3. Dans son avis du 21 décembre 2022, le collège de médecins de l'Office français de l'immigration et de l'intégration a estimé que l'état de santé de M. C nécessite une prise en charge médicale dont le défaut pourrait entraîner pour lui des conséquences d'une exceptionnelle gravité, mais qu'eu égard à l'offre de soins et aux caractéristiques du système de santé au Congo, il peut y bénéficier effectivement d'un traitement approprié et, qu'en outre, son état de santé lui permet de voyager sans risque vers son pays d'origine. Il ressort des pièces du dossier que M. C est atteint d'un glaucome sévère aux deux yeux nécessitant une surveillance par consultation et examen du champ visuel tous les 6 mois. Pour contester l'arrêté du préfet de l'Essonne, le requérant soutient que les soins appropriés ne seraient pas disponibles au Congo en produisant des attestations des Dr A et Kryslouvila. Toutefois, ces seuls documents, rédigés en des termes identiques et émanant de médecins généralistes ne suffisent pas à remettre en cause l'avis du collège de médecins de l'OFII et à démontrer l'indisponibilité de l'examen clinique du champ visuel au Congo. Dès lors, M. C n'est pas fondé à soutenir que le préfet de l'Essonne méconnu les dispositions de l'article L. 425-9 du code de l'entrée et du séjour des étrangers et du droit d'asile.

4. Aux termes du paragraphe 1 de l'article 3 de la convention internationale relative aux droits de l'enfant : " Dans toutes les décisions qui concernent les enfants, qu'elles soient le fait des institutions publiques ou privées de protection sociale, des tribunaux, des autorités administratives ou des organes législatifs, l'intérêt supérieur de l'enfant doit être une considération primordiale. ". Il résulte de ces stipulations que, dans l'exercice de son pouvoir d'appréciation, l'autorité administrative doit accorder une attention primordiale à l'intérêt supérieur des enfants dans toutes les décisions les concernant.

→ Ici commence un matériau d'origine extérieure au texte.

PR #1086, opened 2022-06-05
Adding initial tracks

arfon:
Adding initial track definitions based on conversation in earlier [Google doc](https://docs.google.com/document/d/12vowUKTfsPiPMg6Gny2g9YTLLISZiL0yRjCwjloeFDE/edit#heading=h.8qbx1hgq2slt).

This track list will be used to replace the 'suggested editor' on the JOSS submission form, instead, we will require authors to pick a subject area for their paper. The list of subjects is a controlled one (see `spec/fixtures/reference-tracks.yml`), with the JOSS track definitions derived from this (`lib/tracks.yml`)

Screenshot_2022-06-05_at_14_15_20

Note this needs review and input from initial JOSS track EiCs (@arfon, @Kevin-Mattheus-Moerman, @kyleniemeyer, @oliviaguest, @gkthiruvathukal, @kthyng, @danielskatz) to bootstrap the subject-JOSS track mapping.

**What I need your review on please**

Please take a look a the file `lib/tracks.yml` and review for track 'fit'. If you don't feel like something fits in your track then please suggest which track it should be in. 

Some other general thoughts:

- There are many subject areas here that we don't receive submissions in JOSS for today – don't worry about that. If we start to receive lots of medicine/healthcare submissions then we can make a new track!
- Please don't make additions, I think we should keep to this current list of subjects if we can.
- Some track areas have waaaay more subjects than others. I *think* this is OK, although I am a little concerned about the very limited number of subjects under _Data Science, Artificial Intelligence, and Machine Learning_ / cc @gkthiruvathukal


danielskatz:
In general, I think we should provide some clear guidance to authors about what to do if they find a problem with this, then to some extent, we can trial and error it out

kyleniemeyer:
@danielskatz Ocean Engineering is more about engineering things that go in the ocean, so I think it should be into Physics and Engineering.

I also think a bunch of topics currently in Earth Sciences and Ecology should also go in Physics and Engineering:
       - General Energy [Physical Sciences]
       - Energy (miscellaneous) [Physical Sciences]
       - Energy Engineering and Power Technology [Physical Sciences]
       - Fuel Technology [Physical Sciences]
       - Nuclear Energy and Engineering [Physical Sciences]
       - Renewable Energy, Sustainability and the Environment [Physical Sciences]
       - Pollution [Physical Sciences]
       - Waste Management and Disposal [Physical Sciences]

gkthiruvathukal:
Hi All, just getting to this now. Please stay tuned for some specific feedback about the my prospective track.

gkthiruvathukal:
For **AI and ML**, I would like to start by using the ACM scheme, https://cran.r-project.org/web/classifications/ACM.html:

ARTIFICIAL INTELLIGENCE [and MACHINE LEARNING]:

- General
- Applications and Expert Systems
- Automatic Programming
- Deduction and Theorem Proving
- Knowledge Representation Formalisms and Methods
- Programming Languages and Software
- Learning
- Natural Language Processing
- Problem Solving, Control Methods, and Search
- Robotics
- Vision and Scene Understanding (rename to "Computer Vision")
- Distributed Artificial Intelligence

Although a good number of these are more applied than others, this would be a great start as it includes most topics in modern AI/ML practice.

I'd also consider adding:

- Recommender Systems
- Low-Power/Energy Efficient Methods
- Agent-Based Systems
- Applications

As for **Data Science**, I would like to propose that this be kept as general as possible. Taxonomies for this are still emerging, but I think these possibilities come to mind:

- Statistical Libraries and Tools
- Modeling and Simulation [using statistical methods]
- Decision Analysis
- Linear Programming and Optimization

I hope this helps, @arfon.

arfon:
Hi @gkthiruvathukal – I really want us to leverage a controlled list here rather than building our own. Although I agree that the subject areas for AI/ML are pretty deficient. It seems like adding our own subject area categories is opening up a can of worms here...

gkthiruvathukal:
@arfon agreed. The first part of my list comes from ACM. I only suggested additions based on current practice.

On the other hand, I am comfortable with the major topics as headings (data science, AI/ML).

danielskatz:
I'm ok to try this with the tracks as now written, and making changes after a bit if needed.

However, I'm still concerned that this change will make us less responsive to authors, since track editors won't really have a way of taking a break, unless we consider backups/deputies in some way.

kyleniemeyer:
> > I'm ok to try this with the tracks as now written, and making changes after a bit if needed.
> 
> 👍 thanks.
> 
> > However, I'm still concerned that this change will make us less responsive to authors, since track editors won't really have a way of taking a break, unless we consider backups/deputies in some way.
> 
> Yes, I'm worried about this too. A few things I've thought about that could potentially mitigate this risk:
> 
> * Set up per-track Slack channels (and have editors aligned with those tracks be present in those channels)
> * Auto-post new (incoming) papers for each track into those dedicated channels so that awareness there is a new paper in a track isn't limited to only the track EiC.
> * Have multiple track EiCs.

> I'd like to advocate for the track co-leader model. @danielskatz is absolutely right about the need to take a break at times. Can we launch without this but be open to adding a co-lead after evaluating the workload?

I agree with all these suggestions, and I'm good with launching with a single person but adding another afterwards. It  definitely makes sense to have a second track EIC, but initially I think just being *slightly* less responsive (i.e., a day or two) is not that big of a deal.

arfon:
Yeah, it's a very reasonable concern! A couple of thoughts:

- We currently don't really receive submissions in these areas. If we did, then I would expect us to introduce new tracks to cover these areas. 
- I'd like us to avoid introducing an 'other/miscellaneous' track (which would potentially be one place topics/subject areas that don't fit elsewhere) if we can. But that is one possible alternative. 

What do you think @oliviaguest?

jedbrown (commented):
Some overlap is unavoidable, but I want to make sure it's recognized how much overlap (and lots of important sofware falls into this overlap) there is between, say @danielskatz's `Modeling and Simulation [Physical Sciences]` and the computational engineering in @kyleniemeyer as well as computational geosciences in @kthyng's sections. As long as everyone is clear that there will be no meaningful distinction between which track these papers fall into, I think that's okay, but it should feel like a low-stakes decision for authors.

Also, @gkthiruvathukal's `Data Science: Modeling and Simulation [Physical Sciences]` isn't really a distinct category. (I think it's harmful that some CS departments/researchers have conjured a false dichotomy that too often manifests as "doing X without domain knowledge in X", but that's a tangent for another time.)

oliviaguest:
Hmmm. Why not then not put them anywhere for now, and introduce them with their new track?

arfon:
> Why not then not put them anywhere for now, and introduce them with their new track? I feel like I shouldn't be singled out for areas I'm not remotely related to, @arfon, as that makes me/my track the miscellaneous category in everything but name.

A great point, and to be clear, I definitely don't want to ask you to lead a track that feels wrong/inappropriate/unsuitable.

This discussion has convinced me that we probably _should_ have a miscellaneous track, but perhaps not staff it with a track EiC yet. We could add all of the subject areas that we think don't really fit anywhere logically today, and if we do start to receive submissions in these domains, then, as you say, that would be good signal that we need to start adding editorial capacity in these areas.

oliviaguest:
Oh, cool. I will need to check with my current assigned areas which fit my expertise, so that I can make a coherent track. Shall I directly edit or PR the file itself?

arfon:
> Oh, cool. I will need to check with my current assigned areas to see which fit my expertise, so that I can make a coherent track. Shall I directly edit or PR the file itself?

Feel free to make suggestions in comments and/or push commits to the PR directly.

arfon:
> Oh, cool. I will need to check with my current assigned areas to see which fit my expertise, so that I can make a coherent track. Shall I directly edit or PR the file itself?

@oliviaguest – on the above ☝️, I just wanted to clarify that the editorial track will hopefully look pretty close to the subject areas we discussed earlier in [this Google doc](https://docs.google.com/document/d/12vowUKTfsPiPMg6Gny2g9YTLLISZiL0yRjCwjloeFDE/edit#). i.e., something along the lines of:

> **Social, Behavioral, and Cognitive Sciences (SBCS) (EiC: Olivia)**
> - Psychology
> - Political science
> - Urban planning
> - Economics
> - Neuroscience

Is that the sort of thing you're aiming for here? Also, if it would be helpful I'd be happy to book some time to chat more about how to allocate these subjects.

kthyng (commented):
Mine look fine though I am surprised "hydrology" isn't listed by name. I suppose it fits under something else with a broader name, but we do get quite a few hydrology submissions.

lib/tracks.yml
```diff
@@ -0,0 +1,400 @@
...
+      - Arts and Humanities (miscellaneous) [Social Sciences & Humanities]
+      - History [Social Sciences & Humanities]
+      - Language and Linguistics [Social Sciences & Humanities]
+      - Archeology (arts and humanities) [Social Sciences & Humanities]
+      - Classics [Social Sciences & Humanities]
+      - Conservation [Social Sciences & Humanities]
+      - History and Philosophy of Science [Social Sciences & Humanities]
+      - Literature and Literary Theory [Social Sciences & Humanities]
+      - Museology [Social Sciences & Humanities]
+      - Music [Social Sciences & Humanities]
```
arfon, line 260: Remove from track.

lib/tracks.yml
```diff
@@ -0,0 +1,400 @@
...
+      - Clinical Psychology [Social Sciences & Humanities]
+      - Developmental and Educational Psychology [Social Sciences & Humanities]
+      - Experimental and Cognitive Psychology [Social Sciences & Humanities]
+      - Neuropsychology and Physiological Psychology [Social Sciences & Humanities]
+      - Social Psychology [Social Sciences & Humanities]
+      - General Social Sciences [Social Sciences & Humanities]
+      - Social Sciences (miscellaneous) [Social Sciences & Humanities]
+      - Archeology [Social Sciences & Humanities]
+      - Development [Social Sciences & Humanities]
+      - Education [Social Sciences & Humanities]
```
arfon, line 296: Remove from track.

lib/tracks.yml
```diff
@@ -0,0 +1,400 @@
...
+      - Geography, Planning and Development [Social Sciences & Humanities]
+      - Health (social science) [Social Sciences & Humanities]
+      - Human Factors and Ergonomics [Social Sciences & Humanities]
+      - Law [Social Sciences & Humanities]
```
arfon, line 300: Remove from track.

lib/tracks.yml
```diff
@@ -0,0 +1,400 @@
...
+      - Library and Information Sciences [Social Sciences & Humanities]
```
arfon, line 301: Move to CSISM

lib/tracks.yml
```diff
@@ -0,0 +1,400 @@
...
+      - Linguistics and Language [Social Sciences & Humanities]
+      - Safety Research [Social Sciences & Humanities]
```
arfon, line 303: Remove from track.

arfon (commented):
Based on conversation with @oliviaguest

gkthiruvathukal (commented):
@arfon Should the test name "should have 7 top level tracks" be updated to "should have 8 top level tracks" to reflect the change on line 22?

PR #1110, opened 2022-07-22
Add conflict policy link to ethics guidelines

chartgerink:
This PR adds a link in the Ethics guidelines section of the about page, to further clarify the conflict policy of JOSS.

5. Il ressort des pièces du dossier que M. C est le père d'une enfant née le 28 juillet 2012 et scolarisée au Congo où elle réside avec sa mère. Il ressort également des pièces du dossier que ses parents et sa fratrie résident au Congo. Dès lors que le centre des intérêts personnels et familiaux se trouvent au Congo, les décisions en litige ne sont ni entachées d'erreur de fait, ni contraire aux stipulations de l'article 3-1 de la convention internationale relative aux droits de l'enfant.

6. Il résulte de ce qui précède que la requête de M. C doit être rejetée, y compris les conclusions aux fins d'injonction et les conclusions présentées sur le fondement de l'article L. 761-1 du code de justice administrative ;

D E C I D E :

Article 1er : La requête de M. C est rejetée.

Article 2 : Le présent jugement sera notifié à M. B E et au préfet de l'Essonne.

Délibéré après l'audience du 20 juin 2023, à laquelle siégeaient :

M. Delage, président,

Mme Winkopp-Toch, première conseillère,

M. Thivolle, conseiller,

Rendu public par mise à disposition au greffe le 4 juillet 2023.

La rapporteure,

Signé

A. Winkopp-Toch

Le président,

Signé

Ph. DelageLa greffière,

Signé

V. Retby

La République mande et ordonne au préfet de l'Essonne en ce qui le concerne ou à tous commissaires de justice à ce requis en ce qui concerne les voies de droit commun contre les parties privées, de pourvoir à l'exécution de la présente décision.